M. le président. Monsieur Bourdin, acceptez-vous de retirer les sous-amendements n°s 121 et 123, comme vous l'a suggéré M. le rapporteur ?
M. Joël Bourdin. Je suis sensible, vous le savez, monsieur le président, à ces demandes de retrait. Je retire donc ces deux sous-amendements, mais j'indique tout de suite que je ne suis pas convaincu.
Je connais bien le système des bons de souscription ; j'ai l'occasion de l'enseigner par ailleurs. Il implique qu'il existe un véritable marché des bons de souscription avec des informations ; la cotation du bon de souscription est en soi une information qui est donnée aux épargnants. Les bons de souscription ne seront pas cotés en bourse, c'est évident. Ce que je crains, c'est que nous n'instituions un marché mal informé qui ne soit pas efficient. Or un marché qui n'est pas efficient, c'est un marché injuste.
Je retire ces sous-amendements, parce que ce n'est qu'une simple possibilité qui est inscrite dans l'amendement, mais - je le répète - en ce qui me concerne, j'hésiterais beaucoup à créer des bons de souscription dans ce cadre-là, pour une raison très simple, c'est qu'on ne peut pas les concevoir en dehors d'un marché efficient.
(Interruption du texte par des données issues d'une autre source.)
PR #294, opened 2018-04-24
Embed CLDR time zone mapping table

ali-ince:
This PR embeds [CLDR time zone mapping table](http://cldr.unicode.org/development/development-process/design-proposals/extended-windows-olson-zid-mapping) that can be downloaded from [here](http://cldr.unicode.org/index/downloads/latest) into the driver to make IANA to windows time zone mapping possible.

Based on #296.

### DIFF
--- a/Neo4j.Driver/Neo4j.Driver/Internal/Temporal/TimeZoneMapping.cs
+++ b/Neo4j.Driver/Neo4j.Driver/Internal/Temporal/TimeZoneMapping.cs
@@ -1,0 +1,161 @@
+﻿// Copyright (c) 2002-2018 "Neo Technology,"
+// Network Engine for Objects in Lund AB [http://neotechnology.com]
+// 
+// This file is part of Neo4j.
+// 
+// Licensed under the Apache License, Version 2.0 (the "License");
+// you may not use this file except in compliance with the License.
+// You may obtain a copy of the License at
+// 
+//     http://www.apache.org/licenses/LICENSE-2.0
+// 
+// Unless required by applicable law or agreed to in writing, software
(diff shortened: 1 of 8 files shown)


Neo4j.Driver/Neo4j.Driver/Internal/Temporal/TimeZoneMapping.cs
```diff
@@ -0,0 +1,161 @@
...
+            }
+            finally
+            {
+                SystemToTZInfo =
+                    new ReadOnlyDictionary<string, TimeZoneInfo>(TimeZoneInfo.GetSystemTimeZones()
+                        .ToDictionary(tz => tz.Id, tz => tz));
+            }
+        }
+
+        public static TimeZoneInfo Get(string zoneId)
```
zhenlineo, line 64: There are paths:
1) `if (SystemToTZInfo.TryGetValue(zoneId, out var tzInfo))`
2) `if (IANAToWindows.TryGetValue(zoneId, out var windowsId))`
3) `if (WindowsToIANA.TryGetValue($"{zoneId}_{GetCurrentTerritory()}", out var ianaId) ||`
4) `return TimeZoneInfo.FindSystemTimeZoneById(zoneId);`
5) error at step 4)

Could you make sure they are all covered by some unit tests to prevent anyone ever break this logic by mistake here?

The current unit tests looks only covers one path if I understand correctly?

ali-ince: @zhenlineo I'll add tests for other paths as another PR.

M. le président. Les sous-amendements n°s 121 et 123 sont retirés.
Personne ne demande la parole ?...
Je mets aux voix le sous-amendement n° 122, accepté par la commission et repoussé par le Gouvernement.
(Le sous-amendement est adopté.)
M. le président. Personne ne demande la parole ?...
Je mets aux voix le sous-amendement n° 199, accepté par la commission et repoussé par le Gouvernement.

(Le sous-amendement est adopté.)
M. le président. Personne ne demande la parole ?...
Je mets aux voix, modifié, l'amendement n° 19, repoussé par le Gouvernement.
Mme Marie-Claude Beaudeau. Le groupe communiste républicain et citoyen vote contre.
M. Jean-Louis Carrère. Le groupe socialiste également.

(L'amendement est adopté.)
M. le président. En conséquence, les amendements n°s 137, 138 et 139 n'ont plus d'objet.
Personne ne demande la parole ?...
Je mets aux voix l'article 21, modifié.